The first heuristic is to avoid such scenarios when possible by following claims which are unique. In this case, the problem only came about because the first a was actually an alphabetical predecessor of two different nodes, the b in abc and the b' in b'c'd'. So when we follow predecessor -> successor, we have to make a choice of which successor we want to choose.

If we instead had followed the claim that that a is to the left of some other letter, there would only be one choice: the b in abc. Similarly, the only thing to the right of the e is the f in efg. Hence, if we had followed the Left/Right relation instead of Pred/Succ, we would have arrived at the most reasonable option b<->f.

This generally means following structural relations first, and semantic relations only after that.

In code, this usually looks like calling analogy.ExtendMap multiple times with different parameters, of decreasing level of uniqueness.

Heuristic 2: All or Nothing

Following Left/Right relations first gives us the desired correspondance of b<->f. However, this doesn't immediately solve the original problem of determining if s1<->m1 or s1<->m3. Once we have decided b<->f, however, we can try both s1<->m1 and s1<->m3 and apply our second heuristic: take only the fact nodes where all facts lift. In this case, we could try to correspond s1<->m3 but then we would find that we could not make the facts

(s1, b, Succ) and (m3, f', Succ)

correspond to each other, because we do not have b<->f'. Thus, s1<->m3 would leave facts which don't lift to the abstraction while s1<->m1 would be able to lift all the relavant facts. Hence, we would prefer s1<->m1.

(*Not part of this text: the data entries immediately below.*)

PR #136, opened 2023-05-18
Add support for MySqlRegistry

yunfengzhou-hub:

This pull request mainly adds MySqlRegistry so that Feathub feature metadata can be persisted remotely and synced across a distributed environment.

## Brief change log

- Adds MySqlRegistry.
- Adds from_json() method to TableDescriptor and relevant classes

  - The public API: yes

## Documentation

### DIFF
--- a/python/feathub/feathub_client.py
+++ b/python/feathub/feathub_client.py
@@ -17,6 +17,7 @@ import pandas as pd
 from datetime import datetime, timedelta
 
 from feathub.common.config import flatten_dict
+from feathub.common.utils import deprecated_alias
 from feathub.feature_tables.feature_table import FeatureTable
 from feathub.processors.processor import Processor
 from feathub.registries.registry import Registry
@@ -44,9 +45,10 @@ class FeathubClient:
             registry=self.registry,
         )
 
+    @deprecated_alias(features="feature_descriptor")
     def get_features(
         self,
-        features: Union[str, TableDescriptor],
+        feature_descriptor: Union[str, TableDescriptor],
         keys: Union[pd.DataFrame, TableDescriptor, None] = None,
         start_datetime: Optional[datetime] = None,
         end_datetime: Optional[datetime] = None,
@@ -54,9 +56,9 @@ class FeathubClient:
         """
         Returns a table of features according to the specified criteria.
 
-        :param features: Describes the features to be included in the table. If it is a
-                         string, it refers to the name of a table descriptor in the
-                         entity registry.
+        :param feature_descriptor: Describes the features to be included in the table.
+                                   If it is a string, it refers to the name of a table
+                                   descriptor in the entity registry.
         :param keys: Optional. If it is TableDescriptor or DataFrame, it should be
                      transformed into a table of keys. If it is not None, the output
                      table should only include features whose key fields match a row of
@@ -75,15 +77,16 @@ class FeathubClient:
         :return: A table of features.
         """
         return self.processor.get_table(
-            features=features,
+            feature_descriptor=feature_descriptor,
             keys=keys,
             start_datetime=start_datetime,
             end_datetime=end_datetime,
         )
 
+    @deprecated_alias(features="feature_descriptor")
     def materialize_features(
         self,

In the code, this is implemented in analogy.ExtendFacts by calling analogy.LiftFacts to try and lift all relevant facts to the abstract and then analogy.FactsMissing to check if all facts were lifted. If some can't be lifted, then ExtendFacts will return False and ExtendMap will give up on that mapping.

Heuristic 3: Voting

In the near future we would like to take an alternate approach, which is somewhat closer to the original Copycat: voting. Essentially, in this case we have that following s1<->m1 leads to a better analogy because then we can lift all facts and it also agrees with the unique mapping when we follow Left/Right to get b<->f.

Completing an Analogy

Suppose we have already mapped abc->bcd and efg->fgh and want to start solving ijk->?. We:

  • First call Analogy.Begin(..., exists=True) to map ijk into the existing analogy noting correspondances between abc->bcd and efg->fgh.
  • Then, we call Analogy.ExtendMap as before to complete the analogy between ijk->? and abc->bcd/efg->fgh.
  • Then, we set analogy.state="concretize".
  • Then, we again call Analogy.ExtendMap. It will continue to traverse the existing analogy between abc->bcd and efg->fgh, but, because we set state="concretize", instead of looking for nodes already in the structure that might correspond to abstract nodes, it just adds new nodes to the structure and lowers the corresponding facts from the abstract to these nodes.
  • Finally, we run inference rules which solve those lowered facts. E.g., we might lower a fact that says that _1 is the successor of a, then infer that _1 is the letter b.